While both Britain and Iranian officials had described the release as a victory for their nations Wednesday, on Thursday the assessments were much more sober.

“There aren't any victors, but we've had success in getting our captives back,” said Chris Rundle, a former British diplomat to Iran. “And any propaganda victory that Iran may have won among its own people and on the Arab street is outweighed by the distrust that the world now has for Iran.”

Prime Minister Tony Blair was even more reserved in a statement he made to reporters this morning. He insisted that nothing had been offered in exchange for the release. There have been reports suggesting that Iranian officials held captive in Iran had been released as a quid pro quo.

“What has actually happened is that we have managed to secure the release of our personnel … “without any deal, without any negotiation, without any side agreement of any nature.”

However, Iranian state television reported on Thursday that an adviser to Iran's top authority, Supreme Leader Ayatollah Ali Khamenei, said Iran received a letter of apology from Britain before the release of 15 military personnel.

Ali Akbar Velayati, an adviser on international affairs to Ayatollah Khamenei, said Iran had achieved its “objectives” in the political standoff with Britain over the arrests.

“Iran set a condition that Britain accepts there was a violation [of Iranian waters] and gives apologies. On Tuesday we received a letter of apology,” Mr. Velayati was quoted as saying.

Syria, Iran's close ally, said it played a role in winning the release.

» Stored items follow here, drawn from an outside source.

PR #742, opened 2023-06-29
Exit and show error if unrecognized command line args are present

### LINKED ISSUE #741: Command line options after any non-hyphen arguments are silently ignored

### Current behaviour

For example, invoking `bitcoin-qt -server=1 foo -regtest` on a fresh install will run `mainnet` instead of the expected `regtest`.

### Expected behaviour

I would expect it to do one of the following:

1. Run `regtest`
2. Warn me that my arguments contained a "command" and any subsequent options were ignored
3. Exit with an error message

The problem is that `ArgsManager::ParseParameters` interprets any non-hypen ('-' or '--') arguments as "commands", with later arguments being assigned to that command.

This is not an issue with `bitcoind` since it has additional logic to detect "loose" commands and refuses to start:

https://github.com/bitcoin/bitcoin/blob/c6287faae4c0e705a9258a340dfcf548906f12af/src/bitcoind.cpp#L127-L132

### Steps to reproduce

Invoke `bitcoin-qt foo -regtest` on a fresh install

### Relevant log output

_No response_

Compiled from source

master@d6ee03507f39

MacOS Ventura 13.5

### Machine specifications

_No response_

john-moffett:
Fixes https://github.com/bitcoin-core/gui/issues/741 

Starting bitcoin-qt with non-hyphen ("-") arguments causes it to silently ignore any later valid options. For instance, invoking `bitcoin-qt -server=1 foo -regtest` on a fresh install will run `mainnet` instead of `regtest`.

This change makes the client exit with an error message if any such "loose" arguments are encountered. This mirrors how `bitcoind` handles it:

https://github.com/bitcoin/bitcoin/blob/c6287faae4c0e705a9258a340dfcf548906f12af/src/bitcoind.cpp#L127-L132

However, BIP-21 `bitcoin:` payment URIs are still allowed, but only if they're not followed by any additional options.

### DIFF
--- a/src/qt/bitcoin.cpp
+++ b/src/qt/bitcoin.cpp
@@ -543,6 +543,34 @@ int GuiMain(int argc, char* argv[])
         return EXIT_FAILURE;
     }
 
+    // Error out when loose non-argument tokens are encountered on command line
+    // However, allow BIP-21 URIs only if no options follow
+    bool payment_server_token_seen = false;
+    for (int i = 1; i < argc; i++) {
+        QString arg(argv[i]);
+        bool invalid_token = !arg.startsWith("-");
+#ifdef ENABLE_WALLET
+        if (arg.startsWith(BITCOIN_IPC_PREFIX, Qt::CaseInsensitive)) {
+            invalid_token &= false;
+            payment_server_token_seen = true;
+        }
+#endif
+        if (payment_server_token_seen && arg.startsWith("-")) {
+            InitError(Untranslated(strprintf("Options ('%s') cannot follow a BIP-21 payment URI", argv[i])));
+            QMessageBox::critical(nullptr, PACKAGE_NAME,
+                                  // message cannot be translated because translations have not been initialized
+                                  QString::fromStdString("Options ('%1') cannot follow a BIP-21 payment URI").arg(QString::fromStdString(argv[i])));
+            return EXIT_FAILURE;
+        }
+        if (invalid_token) {
+            InitError(Untranslated(strprintf("Command line contains unexpected token '%s', see bitcoin-qt -h for a list of options.", argv[i])));
+            QMessageBox::critical(nullptr, PACKAGE_NAME,
+                                  // message cannot be translated because translations have not been initialized
+                                  QString::fromStdString("Command line contains unexpected token '%1', see bitcoin-qt -h for a list of options.").arg(QString::fromStdString(argv[i])));
+            return EXIT_FAILURE;
+        }
+    }
+
     // Now that the QApplication is setup and we have parsed our parameters, we can set the platform style
     app.setupPlatformStyle();
 
--- a/src/qt/paymentserver.h
+++ b/src/qt/paymentserver.h
@@ -54,6 +54,8 @@ class QLocalServer;
 class QUrl;
 QT_END_NAMESPACE
 
+extern const QString BITCOIN_IPC_PREFIX;
+
 class PaymentServer : public QObject
 {
     Q_OBJECT


john-moffett:
I'm not entirely sure why they weren't the same. In the beginning, `bitcoind` would handle RPC commands. Then QT got special-cased so that you [couldn't do that](https://github.com/theuni/bitcoin/commit/b2d1129f27a499fa00ab8f5b8f0e9f926ae66362) for `bitcoin-qt` -- though it wouldn't give any errors. It would just silently ignore the subsequent options.

Then the argument-handling code split entirely [here](https://github.com/bitcoin/bitcoin/pull/690). Now `bitcoind` and `bitcoin-qt` mostly did their own thing. 

Subsequently, the ability to call RPC methods from `bitcoind`'s command line was [removed](https://github.com/bitcoin/bitcoin/commit/b750cf1fb9b6529ab1761b22947677ca78a2c626), and "loose" (non-hyphen) arguments would result in errors.

I can't see any good reason for "loose" arguments to remain in `bitcoin-qt`. 

The "ignored options" issue was actually first raised [here](https://github.com/bitcoin/bitcoin/issues/1044). The [fix](https://github.com/bitcoin/bitcoin/pull/13112) didn't address the specific issue exactly, as it just caught unrecognized *options* (ie - arguments with a hyphen). But by then, as I [mentioned](https://github.com/bitcoin/bitcoin/commit/b750cf1fb9b6529ab1761b22947677ca78a2c626), the "loose" argument problem had already been fixed in `bitcoind`.

achow101:
I think this is needed to handle BIP 21 URIs. The "loose" argument is interpreted as the URI, although ignored if they could not be recognized as one. Anything that follows it is explicitly ignored to avoid argument injection, see https://achow101.com/2021/02/0.18-uri-vuln.

john-moffett:
Ah, thanks @achow101. I think this may still be salvageable by making an exception for just those arguments. 

https://github.com/bitcoin-core/gui/blob/561915f35f4f75365c78df939b68c9062d3d3581/src/qt/paymentserver.cpp#L83

Will revisit tomorrow.

hebasto:
Is it safer and simpler to just document that a payment URi must follow all command line options? In `bitcoin-qt -help`?

john-moffett:
I could modify this PR to enforce that behavior and add the documentation to `bitcoin-qt -help`. Right now, the PR only allows non-option arguments which must start with `bitcoin:` (case insensitive). It will still ignore any options after that.

I think leaving the current `master` behavior and just adding documentation to reflect it would be insufficient. My worry is that a user could be fooled by something like:

Scammer: *"Can you send me some testnet coins? Start your client with `bitcoin-qt select-chain -testnet`. You should have the same number of testnet coins as you have on the real network. Just send me some, please."* 

It's also just an annoyance. I spent an embarrassingly long time trying to figure out why `bitcoin-qt datadir=bitcoindatadir -regtest` kept opening mainnet before I realized I omitted the hyphen on `datadir`.

john-moffett:
Modified to follow @hebasto 's idea of only allowing `bitcoin:` URIs if no other options follow.

hernanmarino (approved):
tested ACK 51e4dc49f5335b5bae6c14606d1cc653a08a96b1

pablomartin4btc:
Tested ACK.

I like both features the error shown when invalid args are passed and the error for options that are passed following a BIP21.

For the last one and regarding the `-regtest` being ignored in your original PR description, I detected a similar scenario in `bitcoin-cli` a few months ago ([#26990](https://github.com/bitcoin/bitcoin/pull/26990) - still in progress) where `[options]` passed after a command that receives arguments are not detected by the `ArgsManager`, they are being interpreted as another arg of the last command.

Last thing, not part of the scope of this PR, I think we could validate the BIP21 URI [grammar](https://github.com/bitcoin/bips/blob/master/bip-0021.mediawiki#user-content-ABNF_grammar) before opening `bitcoin-qt`.

pablomartin4btc (commented):
tACK 51e4dc49f5335b5bae6c14606d1cc653a08a96b1

I like both features the error shown when invalid args are passed and the error for options that are passed following a BIP21.

For the last one and regarding the -regtest being ignored in your original PR description, I detected a similar scenario in bitcoin-cli a few months ago (https://github.com/bitcoin/bitcoin/pull/26990 - still in progress) where [options] passed after a command that receives arguments are not detected by the ArgsManager, they are being interpreted as another arg of the last command.

Last thing, not part of the scope of this PR, I think we could validate the BIP21 URI [grammar](https://github.com/bitcoin/bips/blob/master/bip-0021.mediawiki#user-content-ABNF_grammar) before opening bitcoin-qt.

src/qt/bitcoin.cpp
```diff
@@ -543,6 +543,34 @@ int GuiMain(int argc, char* argv[])
...
+#ifdef ENABLE_WALLET
+        if (arg.startsWith(BITCOIN_IPC_PREFIX, Qt::CaseInsensitive)) {
+            invalid_token &= false;
+            payment_server_token_seen = true;
+        }
+#endif
+        if (payment_server_token_seen && arg.startsWith("-")) {
+            InitError(Untranslated(strprintf("Options ('%s') cannot follow a BIP-21 payment URI", argv[i])));
+            QMessageBox::critical(nullptr, PACKAGE_NAME,
+                                  // message cannot be translated because translations have not been initialized
```
luke-jr, line 561: Should we just initialize them in this codepath?

src/qt/bitcoin.cpp
```diff
@@ -543,6 +543,34 @@ int GuiMain(int argc, char* argv[])
...
+        QString arg(argv[i]);
+        bool invalid_token = !arg.startsWith("-");
+#ifdef ENABLE_WALLET
+        if (arg.startsWith(BITCOIN_IPC_PREFIX, Qt::CaseInsensitive)) {
+            invalid_token &= false;
+            payment_server_token_seen = true;
+        }
+#endif
+        if (payment_server_token_seen && arg.startsWith("-")) {
+            InitError(Untranslated(strprintf("Options ('%s') cannot follow a BIP-21 payment URI", argv[i])));
```
luke-jr, line 559:
```suggestion
            InitError(Untranslated(strprintf("Options (eg, '%s') cannot follow a URI", argv[i])));
```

Mr. Blair, meanwhile, said on Thursday that while the negotiations have brought British and Iranian officials in close contact, it is unlikely to improve the difficult political tensions between Iran and the West over Iran's nuclear ambitions.

“At the same time as we are open to bilateral dialogue and to pursue the lines of communication that have been opened up in the last two weeks, we have to hold absolutely firm in relation to support from any aspect of the Iranian regime for terrorism,” he said.

Indeed, he suggested that Iran has become a supporter of terrorism in Iraq, pointing to a bomb that killed four British soldiers in Basra on Thursday.

“The general picture, as I have said before, is there are elements at least of the Iranian regime that are backing, financing, arming, terrorism in Iraq,” Mr. Blair said.

The sailors are likely to face questions and some criticism in Britain for the surprising level of gratitude they expressed to their captors.

On Iranian TV this morning, they were shown drinking tea with their captors. Faye Turney, the only woman among the captors and a focus of media attention, was shown waving and saying “Teshakkor” — Persian for “thank you,” and making another statement, in English, that seemed to support the Iranian interpretation of events: “Thank you for letting go, and we apologize for our actions, but many thanks for having it in your hearts to let us go free,” she told an Iranian TV interviewer.

In other developments, Iranian state media reported on Wednesday that an Iranian envoy would be allowed to meet five Iranians detained by U.S. forces in northern Iraq. A U.S. military spokesman in Baghdad said American authorities were considering the request, although an international Red Cross team, including one Iranian, had visited the prisoners.

Another Iranian diplomat, separately seized two months ago by uniformed gunmen in Iraq, was released and returned Tuesday to Tehran. Iran accused the Americans of abducting him, a charge the U.S. denied.

Those developments led to speculation that the release of the Britons had been connected to the events in Iraq. Both Iran and Britain denied any connection.